Propagandas na TV, de animais “felizes” na forma de desenhos animados, ao serem convertidos em pedaços de carne, salsichas e derivados, ou ainda nos rótulos “fofinhos”, algo comum nos supermercados e fast foods.

Animais convertidos em roupas é uma metamorfose quase despercebida em nossa sociedade de consumo, que parece associar isso somente o uso de casacos de pele, e esquece que o couro dos calçados e das roupas também faz parte desta realidade, em grande escala em nosso país. Como se não bastasse o que já temos de exploração, o Brasil tem investido em criação de chinchilas no estado de São Paulo, e sabemos que muito do que está exposto por aí de “peludinho”, como detalhes em roupas, brinquedos e calçados, é pele de coelhos, ou de gatos, oriundos da China.

Vivemos numa cidade em que o avanço, no que se refere à conversão dos animais como artistas é a lei que proíbe apresentação de animais em circos, reafirmada por lei estadual.
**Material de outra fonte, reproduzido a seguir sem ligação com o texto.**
PR #1185, opened 2023-07-20
feat(store-sync): sync to sqlite

holic:
pulled out of #1113


packages/store-sync/src/sqlite/sqliteStorage.ts
```diff
@@ -0,0 +1,186 @@
...
+              })
+              .where(eq(sqliteTable.__key, key))
+              .run();
+          }
+        }
+
+        tx.insert(chainState)
+          .values({
+            schemaVersion,
+            chainId: publicClient.chain.id,
```
alvrs, line 173: it seems like the only reason we need a viem `publicClient` in here is for the chain id - would it be sufficient to just pass in the chain id?

packages/store-sync/src/sqlite/sqliteTableToSql.ts
```diff
@@ -0,0 +1,38 @@
...
+import { getTableColumns, getTableName } from "drizzle-orm";
+
+const db = new Kysely<any>({
+  dialect: new SqliteDialect({ database: new SqliteDatabase(":memory:") }),
+});
+
+export function sqliteTableToSql(table: SQLiteTableWithColumns<any>): string {
+  const tableName = getTableName(table);
+
+  // db.schema.dropTable(tableName).ifExists().compile();
```
alvrs, line 13: do we need this or should we remove the comment?

packages/store-sync/src/sqlite/sqliteTableToSql.ts
```diff
@@ -0,0 +1,38 @@
...
+  let query = db.schema.createTable(tableName).ifNotExists();
+
+  const columns = Object.values(getTableColumns(table)) as AnySQLiteColumn[];
+  for (const column of columns) {
+    query = query.addColumn(column.name, column.getSQLType() as ColumnDataType, (col) => {
+      if (column.notNull) {
+        col = col.notNull();
+      }
+      if (column.hasDefault && typeof column.default !== "undefined") {
+        // col = col.defaultTo(column.mapToDriverValue(column.default));
```
alvrs, line 24: to we need this or should we remove the comment?

packages/store-sync/src/sqlite/sqliteStorage.ts
alvrs: gotcha, makes sense

alvrs (approved):

PR #1186, opened 2023-07-20
chore: bump to viem 1.3.1

### LINKED ISSUE #1180: remove abitype version overrides
introduced in https://github.com/latticexyz/mud/pull/1179 to fix a bug in latest viem/abitype

once viem upgrades to abitype >= 0.9.3, we should be able to remove all the overrides in https://github.com/latticexyz/mud/pull/1179

holic:
closes #1180

viem 1.3.1 bumps to the same abitype version we're on, so we no longer need overrides


holic:
gonna land this since it's a ~no-op and I wanna avoid folks making mud apps from templates with these overrides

Já por parte dos animais convertidos em competidores, temos os rodeios, nossas arenas do século XXI. Sejam os rodeios norte-americanos ou brasileiros, há a falta de evolução cultural a ponto de encarar este tipo de tortura e repudiá-la, como tem ocorrido com as touradas na Espanha. Se realmente os animais não sofrem nestes eventos, não seriam necessários instrumentos como os laços, sedéns, choques, esporas e freios, usados em adultos e filhotes de animais herbívoros, eqüinos, bovinos e até mesmo os ovinos, nos “rodeios mirins”.

A realidade dos animais convertidos em instrumentos, seja no ensino ou na pesquisa, é algo escancarado cada vez mais pelos ativistas pelos Direitos Animais. Muitas pessoas sequer pararam para pensar na infinidade de produtos postos à venda graças à tortura de coelhos, ratos, macacos, cães, dentre outros animais. Produtos de limpeza, cosméticos, medicamentos, alimentos, até veículos, tudo testado em animais para que as empresas ganhem o aval do governo para que sejam comercializados livremente. Estes testes não excluem o risco dos produtos gerarem sérias conseqüências à saúde humana (“em caso de irritação, interrompa o uso e procure um médico”, dizem os rótulos).

Além dos laboratórios contratados pelas empresas destes produtos, temos uma grave mazela, cartesiana, em nossas universidades, faculdades e cursos técnicos: o uso de animais vivos em atividades de ensino e pesquisa. Mesmo com a gama de possibilidades de métodos substitutivos ao uso de animais, seja o uso de softwares, simulações computadorizadas, vídeos, modelos artificiais, culturas de tecidos, dentre outros, muitos professores e pesquisadores não querem mudar o rumo dessa barbárie, por puro dogmatismo oriundo da repetição de protocolos criados há décadas.

Os animais convertidos em “pets” é uma metamorfose muito discutida nos grupos de proteção animal, mas raramente debatida pela sua origem: o comércio de vidas. Enquanto se reclama do grande número de vira-latas nas ruas, temos o comércio escancarado de animais de raça em pet shops, feiras de filhotes ou fundos de quintal. O abandono é uma realidade crescente.

Passa a moda do poodle, entra a moda do yorkshire. Vai para a rua o poodle, ou para uma corrente curta na periferia da cidade. E quando um grupo de defensores dos direitos animais tenta protestar contra este comércio cruel e pela adoção dos milhares de animais carentes, ele é barrado pelo poder público, sendo coagido e posto como baderneiro, ou gente que não tem o que fazer. Enquanto isso, o poder público é inoperante no controle ético destes animais.

Por fim, os animais convertidos em veículos, cavalos, burros, mulas, que, após anos de escravidão, seja em corridas, saltos, trabalho junto ao poder público ou na zona rural, são vendidos a preço de banana para pessoas de classes populares, que convertem o final de suas vidas em servidão sem descanso, sem alimentação e cuidados, em submissão à violência, puxando pesadas carroças e carregando pessoas nas costas. Quando adoecem, envelhecem ou sofrem acidentes, são destinados ao abandono ou ao abate para a produção de embutidos ou carne seca.

Se os animais têm algo a comemorar, creio que seria ao menos o despertar das pessoas para essa realidade. A busca constante e resignada por não compactuar com essas metamorfoses. Sem fraquezas, pois a cada recaída, um inocente sucumbe. Se existe uma forma de praticar a compaixão no dia a dia, e de ser a mudança que se quer no mundo, esta forma começa com o veganismo.